# Tastenabfrage in Java



## Lay-C (17. Jan 2007)

Hi,
Ich weiß zwar nicht ob das noch zu Anfängerfragen gehört aber kann man in Java, auf nicht allzuumständlichem Weg, überprüfen ob eine bestimmte Taste (in meinem Fall die Enter Taste) gedrückt wurde?


----------



## Illuvatar (17. Jan 2007)

Kommt darauf an, was für dich umständlich ist.
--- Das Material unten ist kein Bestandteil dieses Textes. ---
PR #401, opened 2022-04-17
Add a numerical integrator

rjfarmer:
This is based on simpsons 3/8 rule but runs with adaptive step sizes
with both a relative or absolute tolerance control


adamjermyn (approved):
Looks good to me. I didn't check the rule in detail but did look at the test output, the integrator, and the testing functions, and that all looks great.

PR #406, opened 2022-05-06
Refactor parameters and "variables" (i.e., observed constraints) in `astero`

warrickball:
The `astero` module sets up an optimization problem to find some stellar parameters that best fit data for some observed quantities, which I'll refer to as *variables*, because that's what the code calls them (more in a minute). The current version allows tables of mode frequencies and some "spectro" (really non-seismic) data for Teff, logg, [Fe/H], logL, logR, Z/X, Rcz and Ysurf (where I hope the symbols' meanings are obvious), as well as space for three user-defined variables. The parameters are mass, initial Y, initial FeH, MLT α, overshoot f_ov and up to three user-defined parameters.

The main purpose of this PR is to refactor the hardcoded parameters and variables into user-extensible lists that are as short or long as necessary up to some generous maximum sizes (currently 100). This refactor has two advantages:
1. it deletes a lot of code that was duplicated for the fixed parameters and variables; and
2. it makes `astero` more versatile. (Want to fit 12 parameters to 15 custom non-seismic constraints? No problem!)

The parameters and variables are now set in the routines `set_my_vars` and `set_my_params` in `run_star_extras.f90`. The default implementation preserves the old behaviour (though I renamed `FeH` to `M_H`) and falls back to any history column if no user-defined implementation is found.

Along the way, I also cleaned up the test cases' input files, which were largely duplicating controls not used in the tests, and old documentation that's floating around with it.

Some legacy controls (e.g. `Z_div_X_solar` and stuff to set Y based on Z) persist to keep the old parameters and variables working.

I'll write a changelog entry once the discussion points below are resolved (or no-one stops me from doing what I want to).

In the long run, I hope to write module-level documentation for `astero` but that needn't be associated with this PR. I've tried to update the documentation in the defaults but comments are welcome.

# Discussion points

Apologies if this is an abuse of PRs rather than raising issues but this is a good time to address interface changes.

### 1. What should we call the "variables"?

These are the numbers that usually correspond to observed non-seismic properties. The choice "variables" is inherited from the custom options that are already in the code but I think that's a bad choice because there are many different ways things can vary. My personal choice is to call them "constraints", which is what I hope to implement in the next few working days if no-one stops me.

### 2. Dependent parameters

The implementation in this PR (inherited from the existing implementation of user controls) assumes that each parameter can be set independently but there might be some weird cases where this isn't true. For example, the old controls used an initial Y and [Fe/H] to set the initial X and Y abundances. So, working through parameters one by one, first we set the initial Y. Then, to set the initial X using [Fe/H], the code inspects the Y that's just been set, combines that with [Fe/H] and `Z_div_X_solar` to derive X and uses that. There's a possibility that someone will cook up a pair of variables that, because they don't map neatly onto MESA `star` controls, have to be set simultaneously.

I'm inclined to leave things as they are in this PR and see if anyone actually gets tripped up by this. There are various ways of hacking around it but they all strike me as complicating this code for a fringe case.

### 3. Derived types?

The parameters and constraints each have a fixed set of properties. e.g. parameters have: a name; whether they're being optimized; their initial, minimum and maximum values; and a spacing for the `grid_search` option. Part of me is inclined to bundle these up into a derived type so the user would set something like
```f90
    param(1)%name = 'initial_mass'
    param(1)%vary = .true.
    param(1)%first = 1.0
    param(1)%min = 0.5
    param(1)%max = 1.5
    param(1)%delta = 0.01
```
instead of
```f90
    parameter_name(1) = 'initial_mass'
    vary_parameter(1) = .true.
    first_parameter(1) = 1.0
    min_parameter(1) = 0.5
    max_parameter(1) = 1.5
    delta_parameter(1) = 0.01
```
Although using types seems intuitive to me, there's little practical gain, and perhaps a bit of user confusion. I raise it now only because if it's worth doing, it's worth doing *now* while we're breaking the interface anyway.

For completeness, I envision the constraints/variables being set by something like
```f90
    constraint(1)%name = 'luminosity'
    constraint(1)%target = 1.0
    constraint(1)%sigma = 0.001
    constraint(1)%include_in_chi2_spectro = .true.
```


wmwolf:
Very cool! Regarding the discussion points, I think "constraints" is a valid choice. My first guess was "observables". When I think of "constraint" in this context, I think of limits on the parameters rather than the data you are trying to match, but I can see your intent, and I don't think that "constraints" is too confusing.

The derived types idea is tidy and neat (and I prefer it), but do we do anything else like this elsewhere in MESA? It seems like the second option is more commonly found today (see overshoot controls). Perhaps with changes to state in our future, we'll be getting more comfortable relying more on derived types, so I'm open to being convinced. Also, is the context of your example a `run_star_extras.f90` file, or are we allowed to set type attributes in namelists? I thought that namelists could only be of the format `NAME = VAL` or `NAME(INDEX) = VAL`, but that may jube bias because we don't use types inside of namelists currently.

warrickball:
> My first guess was "observables".

I've at least once used `astero` to create a model that matched the properties of another model, which wasn't "observed" even though I don't think it would've been confusing to call them observables.

> ... are we allowed to set type attributes in namelists?

I did some basic tests that imply that this can be done in namelists, which is the context I had in mind.

> The derived types idea is tidy and neat (and I prefer it), but do we do anything else like this elsewhere in MESA?

Not in inlists, as far as I could tell.

wmwolf:
> > My first guess was "observables".

> I've at least once used `astero` to create a model that matched the properties of another model, which wasn't "observed" even though I don't think it would've been confusing to call them observables.

Maybe "targets"? Ok, I'll stop.

warrickball:
The "variables" are now "constraints", since I think that makes most sense.

I'm not going down the derived type road now. There are a few too many special cases for the constraints (e.g. `delta_nu`, `numax`, `age`) for the interface to come out clean enough to warrant the change.

So this is now quite close to ready to merge, in my opinion. The tests are passing locally but I'll wait for TestHub to be all green.

Issue #76, opened 2019-10-24
Develop coding style guide


jschwab:
It would be useful to have a coding style guide.  This could cover information about formatting as well as style (do loops vs arrays).

matthiasfabry:
I'd like to bump this by saying lots of `.f90` files aren't formatted free-form style, but rather fixed-form style.
I'd argue free-from dramatically improves readability, e.g. look at `star/public/star_def.f90`:
```
      module star_def
      
      use star_data_def

      
      implicit none      
      
      
      end module star_def
```
vs.
```
module star_def

   use star_data_def

   implicit none

end module star_def
```
I might be overly fanatic about this, but I feel the code base could benefit from this. I can try a bulk reformat if this is something we'd like to see happen.

rhdtownsend:
I wholeheartedly approve of such a change; much of the current source code is (visually) an abomination.

rjfarmer:
@matthiasfabry if you are going to insist on whole codebase changes please only change the Fortran files. I've seen your [free-format-formatting](https://github.com/MESAHub/mesa/tree/free-form-formatting) branch and you are changing every file including those that aren't Fortran files. It's going to be difficult to merge if you insist on changing every file at once. Instead, go for one module at a time so there is even a slight chance we can review changes before merging.

Please also don't change the code in the stella folder. No one here can fix things if you break something in it.

matthiasfabry:
yes, that makes sense from a review standpoint. I can restart and make a folder of branches.

Also good to know `stella` is off limits

matthiasfabry:
I've created formatting/astero, /auto_diff, /binary and /const for you to review. I've tried to be as careful as possible for the formatter to only touch `.f90` files.

evbauer:
The fortran code in `auto_diff` is actually generated by python scripts from the `python` directory in that module, so we should generally avoid direct edits to the `auto_diff/private` files. If you need to make edits to `auto_diff`, you should edit python files and then regenerate the fortran as necessary.

I guess this isn't particularly well documented either, so maybe we should try to add some documentation somewhere to help developers navigate editing `auto_diff` if necessary. I'll admit I'm not very clear on that at the moment.

earlbellinger:
Here's some documentation on auto_diff:
https://adamjermyn.com/posts/auto_diff_mesa/

Best wishes,
Earl

evbauer:
[...]

PR #408, opened 2022-05-18
Add `ierr` output to `star_lib:star_get_history_output` (and maybe similar procedures)

warrickball:
I recently made use of `star_lib`'s `star_get_history_output` function, which has the call signature
```f90
    real(dp) function star_get_history_output(s, name)
```
If it fails to find a history column with the requested `name`, it returns `-HUGE(0.0d0)`. This PR changes the call signature to
```f90
    real(dp) function star_get_history_output(s, name, ierr)
```
where `ierr` is optional and, if included, returns `ierr = 1` if the column wasn't found so that the caller can more easily handle a failure.

This isn't the only procedure where I can't see a robust way of handling errors. Others that caught my eye are
```f90
    real(dp) function star_get_history_output_by_id(id, name) ! closely related
    real(dp) function star_get_profile_output(s,name,k)
    real(dp) function star_get_profile_output_by_id(id, name, k)
```
I'm happy to be dissuaded from changing these too but I think we want to discuss it. We [started discussing `ierr` more generally](https://github.com/MESAHub/mesa/issues/76#issuecomment-718084612) a bit in issue #76 but it was a digression there.

Obviously, I'd personally like to have `ierr` in these routines. Some routines don't have `ierr` but have unambiguously garbage output, which is also fine by me. e.g., `star_history_specs` returns indices < 0 if it didn't find something.

If anyone really doesn't like impure functions (i.e., functions that modify arguments), I can change these to subroutines.

Or I can unpack the machinery in `star_get_history_output` into my own routine and handle the failing case there. As it is, implementing `ierr` as an optional argument doesn't impede the purely functional way of doing things.

### DIFF
--- a/astero/test_suite/astero_adipls/src/run_star_extras.f90
+++ b/astero/test_suite/astero_adipls/src/run_star_extras.f90
@@ -79,7 +79,8 @@
             !    val = s% delta_Pg
             ! fall back to history column if user doesn't define name
             case default
-               val = star_get_history_output(s, name)
+               val = star_get_history_output(s, name, ierr)
+               if (ierr /= 0) call mesa_error(__FILE__, __LINE__)
          end select
 
       end subroutine set_constraint_value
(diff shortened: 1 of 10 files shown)


rjfarmer:
They should all get changed (or all not changed) as the by_id are just there so its easier to hook into MESA without needing to handle s.

Otherwise i think this is a good idea.

PR #611, opened 2023-12-18
Add O/Ne Phase Separation Option for Massive WD Crystallization

evbauer:
This is a fairly straightforward extension of the existing C/O phase separation infrastructure to include an option to use the appropriate diagram for O/Ne mixtures in massive WDs.

### DIFF
--- a/star/defaults/controls.defaults
+++ b/star/defaults/controls.defaults
@@ -7274,13 +7274,26 @@
       ! do_phase_separation
       ! ~~~~~~~~~~~~~~~~~~~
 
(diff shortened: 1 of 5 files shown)


warrickball:
Can we have at least one test case go through each `phase_separation_option`?

evbauer:
Maybe. This would require creating a new test case for ultramassive WD cooling, something like `wd_cool_1.2M`. But I'm not especially eager to try supporting recommendations for that scenario without putting some more thought into it beyond just O/Ne phase separation. What do you think?

Issue #583, opened 2023-08-31
missing atm options


Debraheem:
Hello, the following atm options don't appear to exist in the code any more, but they remain in the documentation. Does anyone know if they should be re-implemented or removed? I looked in $MESA_DIR/star/private/atm_support.f90, but no case exists for these options?

'paczynski_grey'	[Paczynski Grey Atmosphere](https://docs.mesastar.org/en/latest/atm/paczynski.html)
'fixed_Teff'	[Fixed Effective Temperature](https://docs.mesastar.org/en/latest/atm/fixed-teff.html)
'fixed_Tsurf'	[Fixed Surface Temperature](https://docs.mesastar.org/en/latest/atm/fixed-tsurf.html)
'fixed_Psurf'	[Fixed Surface Pressure](https://docs.mesastar.org/en/latest/atm/fixed-psurf.html)
'fixed_Psurf_and_Tsurf'	[Fixed Surface Pressure and Temperature](https://docs.mesastar.org/en/latest/atm/fixed-psurf-tsurf.html)

evbauer:
It looks like `Paczynski_grey` was present in releases up through r15140, but it's not clear that it ever actually worked after the `atm` overhaul circa r12115. E.g. I just tried to run a vanilla 1 Msun model with that option selected in r12778 and I just repeatedly get
```
 do1_create_Paczynski_atm failed in dopri853: idid          -2
 failed in do1_create_Paczynski_atm
 retry       1
```

Bill deleted the `Paczynski_grey` option in #143.

evbauer:
It looks like fixed_Teff, fixed_Tsurf, fixed_Psurf, and fixed_Psurf_and_Tsurf were deleted in #200.

Debraheem:
Thanks Evan, If there is no response to your mailing-list, I'll make a pull to remove these options from the documentation.

fxt44:
yep, circa jan 2021

remove Paczynski atm options
Paczynski_grey
trace_atm_Paczynski_grey
Paczynski_atm_R_surf_errtol
use_T_Paczynski_outer_BC

no real reason for it other than cleanup as it didn't seem to used much (or in the test suite).

on fixed_Teff, fixed_Tsurf, fixed_Psurf, and fixed_Psurf_and_Tsurf, i recall those were used in early versions of the conductive_flame test suite case. now it uses use_other_surface_PT = .true. to do its boundary condition magic.

warrickball:
[...]

PR #612, opened 2023-12-25
reimplement fixed atm options

Debraheem:
A first pass at reimplementing The fixed surface options. See https://github.com/MESAHub/mesa/issues/583

I have tested it to be working locally for 'fixed_Tsurf' in the ppisn test case. 
Feel free to clean up any of it. Do we need a test case for this?
Should this be moved into atm_support.f90, or is it alright to live in hydro_vars.f90?

### DIFF
--- a/docs/source/changelog.rst
+++ b/docs/source/changelog.rst
@@ -90,6 +90,10 @@ starting models has been recalculated with a more stringent stopping condition,
 and now all pre-computed ZAMS models have a central hydrogen mass fraction very 
 near 0.697.
 
+The ``fixed_Teff``, ``fixed_Tsurf``, ``fixed_Psurf``,  and ``fixed_Psurf_and_Tsurf``
+atmosphere options have been reimplemented, although we caution users that their
+implementation might conflict with mlt_option = ``TDC``.
+
 Changes in r23.05.1
 ===================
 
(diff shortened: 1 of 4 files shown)


fxt44:
just a comment. fixed_Tsurf was implemented to do conductive flames in ~10 gram balls, https://ui.adsabs.harvard.edu/abs/2020ApJ...891....5S/abstract . fixed_Tsurf was then removed in favor of the use_other_surface_PT hook, which one can see in the conductive flame test suite case, https://docs.mesastar.org/en/release-r23.05.1/test_suite/conductive_flame.html#conductive-flame .

warrickball:
I'm happy to see this restored as is. The design question needn't delay users at least having the same implementation they had before.

Not a dealbreaker for me but could we modify `conductive_flame` to use one of these options? AFAICT it's used it's own `constant_surface_PT` routine since at least r15140, which is before the fixed atm options were removed. If we do ever try to redesign this, we'll want tests.

warrickball (approved):

fxt44:
if this test can use one of the options, we can experiment!  the current form has some educational value in showing an example of changing boundary conditions using hooks. but maybe we have enough similar other examples within the test suite.

earlbellinger (approved):

Debraheem:
I have added documentation and tested that the the conductive_burn test_suite produces almost identical results regardless of the choice: "other_surface_pt" hook or 'fixed_Psurf_and_Tsurf' atm option. The results are very slightly different, but I think this is the result of exponentiating the inputs to put them into 'fixed_Psurf_and_Tsurf' and the need to set Pextra_factor = 0d0 when using atm_option = 'fixed_Psurf_and_Tsurf'.

PR #613, opened 2023-12-25
update massive star test suites

Debraheem:
Following https://github.com/MESAHub/mesa/pull/597, I have updated
12Msun_pms_to_cc, 20Msun_pms_to_cc, zams_to_cc_80, and make_pre_ccsn_13bvn.

All should run smoother. The 12 Msun should take roughly half the time. 
The 20 and 80 Msun are now solar metallicity and their surfaces are at tau = 1. 

I have added a run_all script for users who would like to photo restart instead of .mod restart.


evbauer:
It might be helpful to rename `rn_fxt` and `re_fxt` to something slightly more descriptive? Maybe `rn_nomodfiles` and `re_nomodfiles`.

fxt44:
adding to changelog seems best. "small ones", however defined, could be clipped for a wider distribution as part of a release candidate.

evbauer:
Testing looks good! I think we're ready to go ahead and merge.

PR #623, opened 2024-02-15
fix bug in photo derivative

Debraheem:
'denomdt' should be 'denomdd'. If the test_suite passes, this should be fine for a merge.


evbauer:
This is the good stuff! One character, but an important one!

fxt44:
this bug is/was even in my standalone versions. good catch eb!

Debraheem:
Everything looks good for a merge.

Issue #626, opened 2024-02-28
`fe_core_infall_limit` not behaving as expected? 


mathren:
**Describe the bug**

Trying to run models to the onset of core-collapse, I encounter (unsurprisingly) lots of numerical difficulties. One particularly annoying one is that models reach the termination condition `fe_core_infall_velocity` not because of a large infall velocity within the Fe core, but instead because of velocity "spikes" in the outer layers (for a stripped model with no H envelope, but I've seen this in H-rich pre-SN models as well).

For example, using the `trace_history_value_names` to get terminal output close to core-collapse, I can find models that successfully reach the termination condition according to MESA and report:

```
                                 Fe_core        1.8818177594246457
                          fe_core_infall    1.1951597418765050D+04
                      non_fe_core_infall        0.0000000000000000
                               rel_E_err    1.2628869479237786D-05
```
and correspondingly:
```
stop because fe_core_infall > fe_core_infall_limit
    0.1195159742E+10    0.1000000000E+09
```

However, the attached pgplot shows the fe56 mass fraction profile (in cyan, right y-axis, ending at 2Msun, or, according to the terminal output 1.88 -- seems good), and the velocity profile (in yellow, left y-axis units cm/s). Clearly ,all the fe-rich material is still with v=0, but the surface (where numerical artifacts create a non-zero, and at this timestep negative, v) hits the threshold for collapse and the model terminates:

![image](https://github.com/MESAHub/mesa/assets/49067756/c7200aa7-fc97-445f-b744-8dce624521c9)

The relevant `inlist` lines in my setup are:
```
non_fe_core_infall_limit                 = 1d99
non_fe_core_infall_mass               = 1d99

fe_core_infall_limit                         = 1d8
fe_core_infall_mass                       = 1.0d0 !same behavior with default 0.1d0 or 2.0d0 (while m_fe~1.88 ?!)
when_to_stop_rtol                          = 1d-2
when_to_stop_atol                         = 1d-3
```
where I set `non_fe_core_infall_mass` and `non_fe_core_infall_limit` so that the model would never stop because of collapse outside of the fe core, but this does not seem to achieve the intended purpose.

[...]

PR #627, opened 2024-02-29
check that infall velocity is within core

mathren:
addresses issue #626 by adding a check on the mass coordinate of index `k_min` less than `fe_core_mass` or `he_core_mass` (for `non_fe_core_infall_limit`), where `k_min` is the index of the minimum of the infall velocity. This is intended to prevent numerically meeting the infall velocity stopping condition because of a spike at the surface after the formation of a non-zero fe core.

Also fixes the calculation of `mass_sum` (used to check that enough mass has a sufficient velocity compared to the parameter `fe_core_infall_mass` or `non_fe_core_infall_mass`): previously the loop was adding *mass coordinates* of each shells `s% m(k)`, instead of the shell mass `s% dm(k)`.

Tested on 12M_pre_ms_to_core_collapse and 20M_pre_ms_to_core_collapse in the test suite.

This does not attempt to make `drag_energy` optional or implement a `velocity_tau_upper_limit`, for which I will discuss on the side with @Debraheem.

### DIFF
--- a/star/private/report.f90
+++ b/star/private/report.f90
@@ -78,8 +78,8 @@
                   end if
                end do
             end if
-         end do  
-                
+         end do
+
          if (s% eps_nuc_factor == 0d0) then
             s% power_nuc_burn = 0d0
             s% power_nuc_neutrinos = 0d0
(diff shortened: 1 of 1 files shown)


Debraheem:
Awesome, I will merge this into https://github.com/MESAHub/mesa/tree/MR/fix_infall_velocity, and get it running on the test hub.

Issue #605, opened 2023-11-16
Port Adrian's Python Implementation of Fraser 2023 Thermohaline into MESA


evbauer:
Working on implementing
https://ui.adsabs.harvard.edu/abs/2023arXiv230211610F/abstract

afraser3:
(Recall that in BGS13, HG19, and this model, once you get w_f it's a simple formula to get Nu_mu)

For the not-so-great model in section 5.1 of that paper (the dotted curve in fig 5), w_f is calculated via the `w_f` function [here](https://github.com/afraser3/problems-with-parasites/blob/main/python/parasite_model.py). This relies upon the following functions in [kolmogorov_EVP.py](https://github.com/afraser3/problems-with-parasites/blob/main/python/kolmogorov_EVP.py):

- `Lmat` sets up the matrix we want the eigenvalues of
- `gamfromL` just passes L to `np.linalg.eig` to get the largest eigenvalue, "gamma" or "gam" in the code here, confusingly called "sigma" in the paper
- `gamma_over_k` and `gammax_kscan` runs the above but for a range of kz's to maximize growth rate over kz
- `gammax_minus_lambda` evaluates Eq 28 in my paper (but in the form LHS - RHS = 0) so that, in `w_f`, scipy.optimize.root_scalar can use it to find the w_f that satisfies Eq 28

Currently working on updating this so that the L matrix is the "with T and C" one that Sam and Pascale worked out (the better one). Otherwise the machinery will all be more or less the same.

afraser3:
I've implemented the "better" model in my repo (the "with T, C" one in FRG23, described in sec 5.2; as opposed to the worse model, "no T, C", described in sec 5.1). Enough changes that in several instances I elected to implement it as separate functions, rather than passing flags to the existing functions. But the structure remains the same. Below I try to list out the changes we need to note for implementation in MESA. It looks tedious, but very little of the structure/logic is changing, you just end up needing to redo a lot of things because you need slightly different parameters. If you want to take it for a spin yourself, [this script](https://github.com/afraser3/problems-with-parasites/blob/main/python/paper_plot_fig8.py) recreates fig 8 from the paper; sadly it takes tens of minutes at least to run.

[...]

PR #633, opened 2024-03-20
Thermohaline hackathon: speeding up FRG24 implementation

afraser3:
The FRG24 model for MHD thermohaline mixing, as currently implemented in the `thermohaline_hackathon` feature branch, is very slow (as pointed out by @evbauer in https://github.com/MESAHub/mesa/commit/d453d85031523d23698559e878bce5ea19de5001 in the context of #605). [I've TeXed up some notes](https://github.com/MESAHub/mesa/files/14658133/FRG24_MESA_speedup_summary.pdf) (TL;DR on page 2) on different ways to speed up the model---some with zero loss in accuracy, some with negligible loss in accuracy, and some with a loss in accuracy that is a factor of a few (but still more accurate than HG19 or the other models currently implemented). This draft PR covers these different speedups. Broadly speaking, they involve a change of basis that block-diagonalizes the matrix we're dealing with, asymptotic reductions of the equations, and reliance on HG19 where appropriate.

Some speedups this doesn't cover, but are worth exploring down the road if needed:

- The matrix whose eigenvalues we seek is very sparse, so ARPACK-NG's associated sparse methods are likely to be much faster than the currently-implemented LAPACK calls, especially in cases where the matrix size needs to be large. An example where I've tested this in the python implementation can be [seen here](https://github.com/afraser3/problems-with-parasites/blob/6684dc7f537938b62c35c25f3cab8311dcc7b627/python/kolmogorov_EVP.py#L814) (note that scipy.sparse is just a wrapper around ARPACK-NG, just as numpy.linalg is to LAPACK as I understand).
- Right now we're just sweeping over a bunch of k_z's when trying to maximize sigma vs k_z, and we're sort of shooting in the dark. Empirically, the peak always seems to fall between k_z/l_f = 10^-5 and 1, but that's a huge range! It should be possible to get at least an order-of-magnitude estimate of where the peak lies by using perturbative matrix methods (as in [this paper](https://doi.org/10.1080/03091929.2023.2268817)).
- In general, reducing the number of Fourier modes N or the density of k_z points scanned will directly speed things up at the cost of accuracy.
- Manipulating the matrix to have real-valued coefficients, which Rich has done in the past (Pascale has too, for a similar problem), would let us use DGEEV instead of ZGEEV. Presumably that's faster, but I don't know by how much.

### DIFF
--- a/turb/public/turb.f90
+++ b/turb/public/turb.f90
@@ -115,6 +115,7 @@ module turb
 
    subroutine calc_frg24_w(pr, tau, r0, hb, db, ks, n, w, withTC, safety, ierr, lamhat, l2hat)
      use parasite_model
+     use thermohaline, only: solve_hg19_eqn32
 
      real(dp), intent(in) :: pr, tau, r0, hb, db 
      real(dp), intent(in) :: ks(:)
@@ -130,13 +131,22 @@ module turb
      if (present(lamhat)) then
         ! lamhat and l2hat already calculated, so can pass as arguments
         if(withTC) then
-           w = wf_withTC(pr, tau, r0, hb, db, ks, n, .false., safety, lamhat, l2hat)
+           if (safety == 0) then
+             ! TODO: is it bad for this minimization to be occurring here AND in thermohaline.f90?
+             call solve_hg19_eqn32(hb, l2hat, lamhat, w, ierr)
+             w = MIN(w, wf_withTC(pr, tau, r0, hb, db, ks, n, .false., safety, lamhat, l2hat))
+           else
+             w = wf_withTC(pr, tau, r0, hb, db, ks, n, .false., safety, lamhat, l2hat)
+           end if
         else
            w = wf(pr, tau, r0, hb, db, ks, n, 0d0, 0, .false., .false., lamhat, l2hat)
         end if
      else
         ! lamhat and l2hat need to be calculated inside the wf routine
         if(withTC) then
+           if (safety == 0) then
+            stop "In turb.f90 calc_frg24_w, have not yet implemented safety=0 for case where lamhat, l2hat not already calculated"
+           end if
            w = wf_withTC(pr, tau, r0, hb, db, ks, n, .false., safety)
         else
            w = wf(pr, tau, r0, hb, db, ks, n, 0d0, 0, .false., .false.)
--- a/turb/public/turb.f90
+++ b/turb/public/turb.f90
@@ -144,7 +144,7 @@ module turb
      else
         ! lamhat and l2hat need to be calculated inside the wf routine
         if(withTC) then
-           if (safety == 0) then
+           if (safety == 0) then  ! TODO: fix this
             stop "In turb.f90 calc_frg24_w, have not yet implemented safety=0 for case where lamhat, l2hat not already calculated"
            end if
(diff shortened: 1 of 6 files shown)


afraser3:
As of this point, I've implemented the speedups that have zero error (change of basis / block diagonalization), and that have asymptotically small error (low Péclet number limit, which introduces errors of order tau, which is usually between 10^-3 to 10^-7). This _should_ be just under 10 times faster than it was before, but I'm not sure how best to test that.

Next step is to implement the low-Rm limit (Sec V of the PDF I linked above), and use HG19 as guardrails to keep the resulting error to acceptable levels.

afraser3:
I think this is working as intended. I've added a `safety` option to choose different combinations of the above speedups to employ:

- safety = 0: Low-tau limit, low-Rm limit, ditch "block a" (the block matrix with the ordinary KH mode), use HG19 away from large R0
- safety = 1: low-tau limit, uses low-Rm limit for "block b" (the block matrix with the weird KH mode), still calculates "block a"
- safety = 2: low-tau limit
- safety = 3 (max): use full model (I don't think this option will ever be needed since tau is always tiny)

[Here](https://github.com/MESAHub/mesa/files/14716336/turb_plotter_safety_test.zip) is a .zip with the resulting `turb/plotter` plots for each case, and you can see they all look very similar!

In the notes I TeXed above I claimed that for safety=0 the appropriate thing to do is to let D_C be the min between HG19's D_C and the one calculated with this method. What I've implemented here is I'm instead letting w_f be the min between HG19's w_f and the one calculated here. I'm not sure which is more appropriate off the top of my head.

afraser3:
For now, `safety=4` reverts back to the model as implemented before I began this PR, for sake of comparison with these other options. Note that `safety=4` and `safety=3` give identical results since no approximations have been made, it's just putting the matrix into a form that lets you get the eigenvalues faster. So `safety=4` should be removed before this PR is merged.

turb/public/turb.f90
```diff
@@ -130,14 +131,23 @@ subroutine calc_frg24_w(pr, tau, r0, hb, db, ks, n, w, withTC, ierr, lamhat, l2h
      if (present(lamhat)) then
         ! lamhat and l2hat already calculated, so can pass as arguments
         if(withTC) then
-           w = wf_withTC(pr, tau, r0, hb, db, ks, n, .false., lamhat, l2hat)
+           if (safety == 0) then
+             ! TODO: is it bad for this minimization to be occurring here AND in thermohaline.f90?
```
evbauer, line 135: I think this is fine. This `calc_frg24_w ` routine just exists to give a public interface for calling the velocities so we can use it in turb/plotter. Any actual stellar evolution goes through the `get_D_thermohaline` routine that is calling the stuff in `thermohaline.f90` independent of this, because right now mesa/star just wants a thermohaline composition diffusion coefficient.

evbauer: But this structure does end up causing a lot of duplicated code at this point. It would be better to have all that code live in a velocity routine in `private/thermohaline.f90`, and leave this public interface as just a wrapper to call that private routine.

afraser3: Rich and I are talking about this now and are putting a pin in this to resolve later.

Auf jeden Fall wirst du einen KeyListener installieren müssen, der benachrichtigt dich aber nur, wenn eine Taste gedrückt/losgelassen wird - nicht, ob eine Taste gedrückt ist.

Ach ja: Ich hab auch irgendwann mal gern Dragonball gesehen, aber mach doch bitte dein Signaturbild etwas kleiner, da das hier im Forum neben den Einträgen erschient verzerrt das ein bisschen das Layout.


----------



## Wildcard (17. Jan 2007)

Redest du von der Standardeingabe oder einer GUI?


----------



## Guest (17. Jan 2007)

ok mach ich habs erst nach dem Beitrag reingemacht und das deshalb noch nicht gesehn... normalerweise ist die Sig ja immer unten........ 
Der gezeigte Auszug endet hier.